Record set section start

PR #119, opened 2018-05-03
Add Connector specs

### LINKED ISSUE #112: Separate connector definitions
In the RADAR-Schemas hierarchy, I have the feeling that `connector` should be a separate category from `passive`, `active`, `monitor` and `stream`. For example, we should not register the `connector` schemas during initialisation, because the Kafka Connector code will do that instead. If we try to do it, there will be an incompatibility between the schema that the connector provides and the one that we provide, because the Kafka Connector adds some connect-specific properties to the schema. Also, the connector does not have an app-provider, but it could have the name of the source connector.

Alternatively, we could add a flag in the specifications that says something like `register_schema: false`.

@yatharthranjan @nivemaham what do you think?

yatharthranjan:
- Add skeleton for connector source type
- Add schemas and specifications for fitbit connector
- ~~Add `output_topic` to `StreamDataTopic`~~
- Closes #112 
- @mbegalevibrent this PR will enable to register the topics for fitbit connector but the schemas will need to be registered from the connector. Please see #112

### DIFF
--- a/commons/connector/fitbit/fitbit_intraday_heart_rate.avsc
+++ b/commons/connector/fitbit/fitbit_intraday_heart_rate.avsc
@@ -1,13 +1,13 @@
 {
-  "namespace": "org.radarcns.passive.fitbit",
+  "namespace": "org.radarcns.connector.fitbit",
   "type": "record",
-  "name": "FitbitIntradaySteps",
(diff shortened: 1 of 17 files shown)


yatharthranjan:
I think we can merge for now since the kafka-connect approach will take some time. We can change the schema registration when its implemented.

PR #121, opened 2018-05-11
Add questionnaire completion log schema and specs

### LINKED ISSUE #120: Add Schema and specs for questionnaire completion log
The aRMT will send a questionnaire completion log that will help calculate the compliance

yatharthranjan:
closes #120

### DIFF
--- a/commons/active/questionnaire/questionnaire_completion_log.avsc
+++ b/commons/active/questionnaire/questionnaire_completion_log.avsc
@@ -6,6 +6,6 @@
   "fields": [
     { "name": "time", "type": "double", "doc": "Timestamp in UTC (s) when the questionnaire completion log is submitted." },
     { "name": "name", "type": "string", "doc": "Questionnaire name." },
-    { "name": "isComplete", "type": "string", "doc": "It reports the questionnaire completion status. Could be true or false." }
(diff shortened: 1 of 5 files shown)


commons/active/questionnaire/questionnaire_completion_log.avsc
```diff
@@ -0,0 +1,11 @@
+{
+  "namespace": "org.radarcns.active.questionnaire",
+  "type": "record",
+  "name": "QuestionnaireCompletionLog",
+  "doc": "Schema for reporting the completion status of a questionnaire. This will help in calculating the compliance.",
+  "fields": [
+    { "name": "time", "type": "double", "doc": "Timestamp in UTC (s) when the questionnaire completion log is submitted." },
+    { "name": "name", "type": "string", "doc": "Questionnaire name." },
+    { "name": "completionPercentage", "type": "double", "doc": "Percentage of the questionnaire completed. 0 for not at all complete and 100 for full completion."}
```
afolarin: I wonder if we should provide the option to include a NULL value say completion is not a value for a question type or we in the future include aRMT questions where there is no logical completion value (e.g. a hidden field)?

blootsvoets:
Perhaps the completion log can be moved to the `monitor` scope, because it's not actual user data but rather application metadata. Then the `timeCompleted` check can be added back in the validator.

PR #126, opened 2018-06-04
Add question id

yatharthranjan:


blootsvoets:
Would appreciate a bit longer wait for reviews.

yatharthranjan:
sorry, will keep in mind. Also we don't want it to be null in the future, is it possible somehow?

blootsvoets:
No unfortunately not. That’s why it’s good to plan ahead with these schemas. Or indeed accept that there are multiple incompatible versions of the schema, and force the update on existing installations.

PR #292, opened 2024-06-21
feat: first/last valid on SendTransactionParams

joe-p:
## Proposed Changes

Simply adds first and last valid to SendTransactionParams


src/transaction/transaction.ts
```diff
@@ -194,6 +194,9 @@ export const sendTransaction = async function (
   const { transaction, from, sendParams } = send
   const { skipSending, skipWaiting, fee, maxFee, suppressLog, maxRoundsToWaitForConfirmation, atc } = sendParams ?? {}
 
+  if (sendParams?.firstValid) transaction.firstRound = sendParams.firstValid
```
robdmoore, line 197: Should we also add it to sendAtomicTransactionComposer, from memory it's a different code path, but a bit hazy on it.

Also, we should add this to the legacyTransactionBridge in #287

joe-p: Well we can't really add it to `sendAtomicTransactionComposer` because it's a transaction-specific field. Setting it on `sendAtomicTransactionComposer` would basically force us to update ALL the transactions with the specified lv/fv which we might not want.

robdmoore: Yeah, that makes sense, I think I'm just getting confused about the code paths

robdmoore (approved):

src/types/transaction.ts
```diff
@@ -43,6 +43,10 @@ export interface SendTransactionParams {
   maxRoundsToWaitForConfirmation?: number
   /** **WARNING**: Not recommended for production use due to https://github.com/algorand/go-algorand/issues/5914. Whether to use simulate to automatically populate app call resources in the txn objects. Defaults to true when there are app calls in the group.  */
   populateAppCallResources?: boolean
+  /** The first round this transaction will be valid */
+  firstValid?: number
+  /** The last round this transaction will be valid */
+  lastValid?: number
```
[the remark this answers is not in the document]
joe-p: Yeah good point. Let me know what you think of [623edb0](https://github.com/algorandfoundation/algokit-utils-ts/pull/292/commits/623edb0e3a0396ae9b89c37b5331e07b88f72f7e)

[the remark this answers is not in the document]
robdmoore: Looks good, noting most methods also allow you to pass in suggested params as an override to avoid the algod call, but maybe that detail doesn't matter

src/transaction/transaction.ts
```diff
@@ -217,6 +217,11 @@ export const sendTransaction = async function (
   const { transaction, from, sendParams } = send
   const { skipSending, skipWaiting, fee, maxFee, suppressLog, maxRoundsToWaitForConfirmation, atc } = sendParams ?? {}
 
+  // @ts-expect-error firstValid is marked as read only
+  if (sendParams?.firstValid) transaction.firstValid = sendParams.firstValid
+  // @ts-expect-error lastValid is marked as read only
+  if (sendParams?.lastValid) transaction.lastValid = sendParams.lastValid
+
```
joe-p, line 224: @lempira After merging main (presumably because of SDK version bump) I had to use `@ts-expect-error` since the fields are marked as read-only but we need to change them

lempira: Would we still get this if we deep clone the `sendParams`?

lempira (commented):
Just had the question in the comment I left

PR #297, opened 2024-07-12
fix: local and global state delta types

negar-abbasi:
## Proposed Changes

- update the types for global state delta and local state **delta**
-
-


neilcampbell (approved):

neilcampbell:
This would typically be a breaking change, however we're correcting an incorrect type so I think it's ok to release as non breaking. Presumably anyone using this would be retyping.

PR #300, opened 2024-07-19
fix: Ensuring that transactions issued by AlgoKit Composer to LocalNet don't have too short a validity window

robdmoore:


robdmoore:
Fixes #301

Record set section end
Record set section start

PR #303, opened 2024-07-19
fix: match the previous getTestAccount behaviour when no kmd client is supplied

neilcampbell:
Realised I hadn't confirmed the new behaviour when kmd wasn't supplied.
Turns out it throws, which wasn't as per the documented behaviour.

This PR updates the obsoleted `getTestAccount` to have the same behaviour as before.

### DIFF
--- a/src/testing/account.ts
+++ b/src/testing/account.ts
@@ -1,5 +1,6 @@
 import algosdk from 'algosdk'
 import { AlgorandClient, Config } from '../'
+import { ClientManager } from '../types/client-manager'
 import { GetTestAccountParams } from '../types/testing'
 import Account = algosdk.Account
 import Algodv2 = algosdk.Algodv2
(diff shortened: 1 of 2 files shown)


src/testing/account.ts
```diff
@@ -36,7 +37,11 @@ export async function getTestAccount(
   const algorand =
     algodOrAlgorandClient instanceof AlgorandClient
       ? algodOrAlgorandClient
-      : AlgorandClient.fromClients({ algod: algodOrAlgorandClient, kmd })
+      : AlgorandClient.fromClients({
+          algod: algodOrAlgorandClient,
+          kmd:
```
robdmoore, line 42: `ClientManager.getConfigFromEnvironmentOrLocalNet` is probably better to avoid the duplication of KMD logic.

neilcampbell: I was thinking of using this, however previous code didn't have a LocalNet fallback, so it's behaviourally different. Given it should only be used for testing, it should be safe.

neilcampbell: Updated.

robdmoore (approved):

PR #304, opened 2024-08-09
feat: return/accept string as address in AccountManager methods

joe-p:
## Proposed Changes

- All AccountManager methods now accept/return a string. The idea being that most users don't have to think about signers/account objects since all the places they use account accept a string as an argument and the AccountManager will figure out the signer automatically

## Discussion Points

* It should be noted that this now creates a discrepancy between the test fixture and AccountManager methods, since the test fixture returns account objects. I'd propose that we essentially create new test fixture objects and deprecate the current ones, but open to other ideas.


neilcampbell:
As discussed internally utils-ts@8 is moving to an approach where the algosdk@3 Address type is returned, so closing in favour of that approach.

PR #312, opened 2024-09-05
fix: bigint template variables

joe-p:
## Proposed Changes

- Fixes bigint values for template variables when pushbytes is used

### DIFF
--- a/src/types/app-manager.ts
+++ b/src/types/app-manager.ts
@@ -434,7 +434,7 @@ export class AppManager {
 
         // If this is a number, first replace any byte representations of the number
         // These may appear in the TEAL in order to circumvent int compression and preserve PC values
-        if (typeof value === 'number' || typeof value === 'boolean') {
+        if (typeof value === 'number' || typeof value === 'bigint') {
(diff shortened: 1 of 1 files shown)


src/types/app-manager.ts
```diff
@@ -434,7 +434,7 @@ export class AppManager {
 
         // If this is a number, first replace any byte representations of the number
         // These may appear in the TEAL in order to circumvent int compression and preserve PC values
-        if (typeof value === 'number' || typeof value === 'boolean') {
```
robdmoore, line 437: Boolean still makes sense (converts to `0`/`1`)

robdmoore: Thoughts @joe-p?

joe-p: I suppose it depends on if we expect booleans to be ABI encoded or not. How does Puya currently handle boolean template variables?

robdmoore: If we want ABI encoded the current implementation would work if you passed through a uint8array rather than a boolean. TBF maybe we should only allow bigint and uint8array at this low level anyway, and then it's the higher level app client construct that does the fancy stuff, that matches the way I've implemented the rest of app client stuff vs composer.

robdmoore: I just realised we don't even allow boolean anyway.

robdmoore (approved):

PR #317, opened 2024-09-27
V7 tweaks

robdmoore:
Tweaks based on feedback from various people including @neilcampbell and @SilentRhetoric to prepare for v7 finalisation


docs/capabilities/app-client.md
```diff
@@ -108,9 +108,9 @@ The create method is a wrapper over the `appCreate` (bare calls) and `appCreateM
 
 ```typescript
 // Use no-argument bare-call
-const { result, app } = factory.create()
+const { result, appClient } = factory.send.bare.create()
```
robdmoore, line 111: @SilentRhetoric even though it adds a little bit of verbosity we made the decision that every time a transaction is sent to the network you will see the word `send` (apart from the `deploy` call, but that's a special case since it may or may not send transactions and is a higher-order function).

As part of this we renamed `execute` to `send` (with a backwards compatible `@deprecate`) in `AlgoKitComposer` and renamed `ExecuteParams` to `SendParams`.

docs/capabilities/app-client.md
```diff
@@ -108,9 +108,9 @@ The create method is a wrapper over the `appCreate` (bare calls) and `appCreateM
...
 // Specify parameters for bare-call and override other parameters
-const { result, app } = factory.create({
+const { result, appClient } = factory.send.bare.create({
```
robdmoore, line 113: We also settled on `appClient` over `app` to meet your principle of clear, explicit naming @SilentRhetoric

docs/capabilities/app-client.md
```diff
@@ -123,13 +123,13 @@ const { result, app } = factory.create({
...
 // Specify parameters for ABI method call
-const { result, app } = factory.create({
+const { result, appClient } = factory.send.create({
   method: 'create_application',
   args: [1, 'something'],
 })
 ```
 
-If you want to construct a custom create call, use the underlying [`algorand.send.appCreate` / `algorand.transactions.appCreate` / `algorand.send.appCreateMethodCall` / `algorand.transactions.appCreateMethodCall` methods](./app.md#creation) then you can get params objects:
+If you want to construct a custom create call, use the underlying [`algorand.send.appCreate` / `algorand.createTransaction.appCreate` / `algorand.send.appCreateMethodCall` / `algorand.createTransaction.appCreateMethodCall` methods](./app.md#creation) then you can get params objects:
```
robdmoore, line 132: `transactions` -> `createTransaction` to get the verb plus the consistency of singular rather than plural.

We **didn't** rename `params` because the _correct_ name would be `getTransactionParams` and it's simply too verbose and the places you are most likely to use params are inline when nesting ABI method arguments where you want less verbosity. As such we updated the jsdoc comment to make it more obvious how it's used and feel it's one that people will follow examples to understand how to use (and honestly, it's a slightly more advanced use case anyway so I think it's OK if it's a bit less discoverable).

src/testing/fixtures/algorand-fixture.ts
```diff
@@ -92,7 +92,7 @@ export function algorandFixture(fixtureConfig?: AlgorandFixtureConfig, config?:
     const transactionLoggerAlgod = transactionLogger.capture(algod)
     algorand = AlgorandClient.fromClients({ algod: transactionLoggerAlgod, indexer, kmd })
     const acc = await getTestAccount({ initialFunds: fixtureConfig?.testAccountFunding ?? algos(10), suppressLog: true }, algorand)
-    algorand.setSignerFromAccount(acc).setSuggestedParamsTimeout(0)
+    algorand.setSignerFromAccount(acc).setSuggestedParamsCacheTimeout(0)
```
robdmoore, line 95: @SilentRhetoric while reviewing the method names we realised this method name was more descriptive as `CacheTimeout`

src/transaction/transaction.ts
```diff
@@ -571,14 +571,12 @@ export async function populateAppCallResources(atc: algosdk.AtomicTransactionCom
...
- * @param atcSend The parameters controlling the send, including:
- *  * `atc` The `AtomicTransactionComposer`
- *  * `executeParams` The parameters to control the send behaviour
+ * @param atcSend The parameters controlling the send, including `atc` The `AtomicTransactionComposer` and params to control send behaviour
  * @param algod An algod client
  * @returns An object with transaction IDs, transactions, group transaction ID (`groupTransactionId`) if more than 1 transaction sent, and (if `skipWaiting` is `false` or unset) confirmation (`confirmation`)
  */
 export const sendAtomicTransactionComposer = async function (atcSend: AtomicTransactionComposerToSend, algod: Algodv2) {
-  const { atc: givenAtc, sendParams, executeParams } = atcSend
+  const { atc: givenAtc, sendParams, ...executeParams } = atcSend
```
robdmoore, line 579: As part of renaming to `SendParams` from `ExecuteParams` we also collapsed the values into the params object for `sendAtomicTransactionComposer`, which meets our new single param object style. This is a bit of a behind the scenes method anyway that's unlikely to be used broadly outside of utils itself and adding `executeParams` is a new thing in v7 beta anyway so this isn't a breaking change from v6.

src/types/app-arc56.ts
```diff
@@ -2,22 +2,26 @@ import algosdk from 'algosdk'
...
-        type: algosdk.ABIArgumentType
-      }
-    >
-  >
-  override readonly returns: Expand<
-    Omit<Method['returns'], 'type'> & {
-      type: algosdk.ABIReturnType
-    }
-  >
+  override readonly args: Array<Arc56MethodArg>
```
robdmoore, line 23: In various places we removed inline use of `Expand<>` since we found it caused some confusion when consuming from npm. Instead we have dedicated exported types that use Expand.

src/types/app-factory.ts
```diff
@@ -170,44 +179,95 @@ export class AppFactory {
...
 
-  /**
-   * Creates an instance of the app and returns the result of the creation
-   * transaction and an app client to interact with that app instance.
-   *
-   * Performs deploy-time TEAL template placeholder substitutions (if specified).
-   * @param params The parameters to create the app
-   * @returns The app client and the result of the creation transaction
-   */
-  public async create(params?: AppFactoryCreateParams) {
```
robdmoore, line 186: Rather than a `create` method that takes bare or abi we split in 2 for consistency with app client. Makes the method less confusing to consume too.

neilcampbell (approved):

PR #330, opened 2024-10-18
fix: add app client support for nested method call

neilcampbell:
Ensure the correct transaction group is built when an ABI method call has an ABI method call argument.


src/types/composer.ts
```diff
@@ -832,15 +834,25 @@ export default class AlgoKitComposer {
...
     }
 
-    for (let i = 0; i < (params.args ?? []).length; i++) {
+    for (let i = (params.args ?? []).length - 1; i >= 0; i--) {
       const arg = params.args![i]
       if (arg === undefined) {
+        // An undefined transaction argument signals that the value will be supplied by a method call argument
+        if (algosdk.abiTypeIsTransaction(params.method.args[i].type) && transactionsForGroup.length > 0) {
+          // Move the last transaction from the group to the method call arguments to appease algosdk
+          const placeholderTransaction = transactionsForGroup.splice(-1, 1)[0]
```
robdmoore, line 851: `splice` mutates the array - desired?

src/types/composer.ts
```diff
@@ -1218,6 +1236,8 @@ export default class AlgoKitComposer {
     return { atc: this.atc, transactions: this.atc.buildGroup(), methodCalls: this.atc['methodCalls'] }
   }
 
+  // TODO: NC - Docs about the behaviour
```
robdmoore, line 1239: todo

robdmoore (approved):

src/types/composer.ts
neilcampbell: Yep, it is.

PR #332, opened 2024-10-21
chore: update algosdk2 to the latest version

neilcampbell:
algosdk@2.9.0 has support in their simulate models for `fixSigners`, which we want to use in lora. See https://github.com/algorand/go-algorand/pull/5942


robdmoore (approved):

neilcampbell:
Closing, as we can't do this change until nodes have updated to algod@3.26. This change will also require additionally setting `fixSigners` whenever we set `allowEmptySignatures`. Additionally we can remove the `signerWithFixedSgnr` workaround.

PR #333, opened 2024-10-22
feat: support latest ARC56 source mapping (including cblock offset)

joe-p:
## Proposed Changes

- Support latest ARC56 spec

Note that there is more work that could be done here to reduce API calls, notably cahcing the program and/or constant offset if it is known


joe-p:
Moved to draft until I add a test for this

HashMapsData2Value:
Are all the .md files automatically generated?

Record set section end

* Aim of the exercise *
Search the data for "expect". Copy every line that has it.

* Answer below *
+  // @ts-expect-error firstValid is marked as read only
+  // @ts-expect-error lastValid is marked as read only
joe-p, line 224: @lempira After merging main (presumably because of SDK version bump) I had to use `@ts-expect-error` since the fields are marked as read-only but we need to change them
joe-p: I suppose it depends on if we expect booleans to be ABI encoded or not. How does Puya currently handle boolean template variables?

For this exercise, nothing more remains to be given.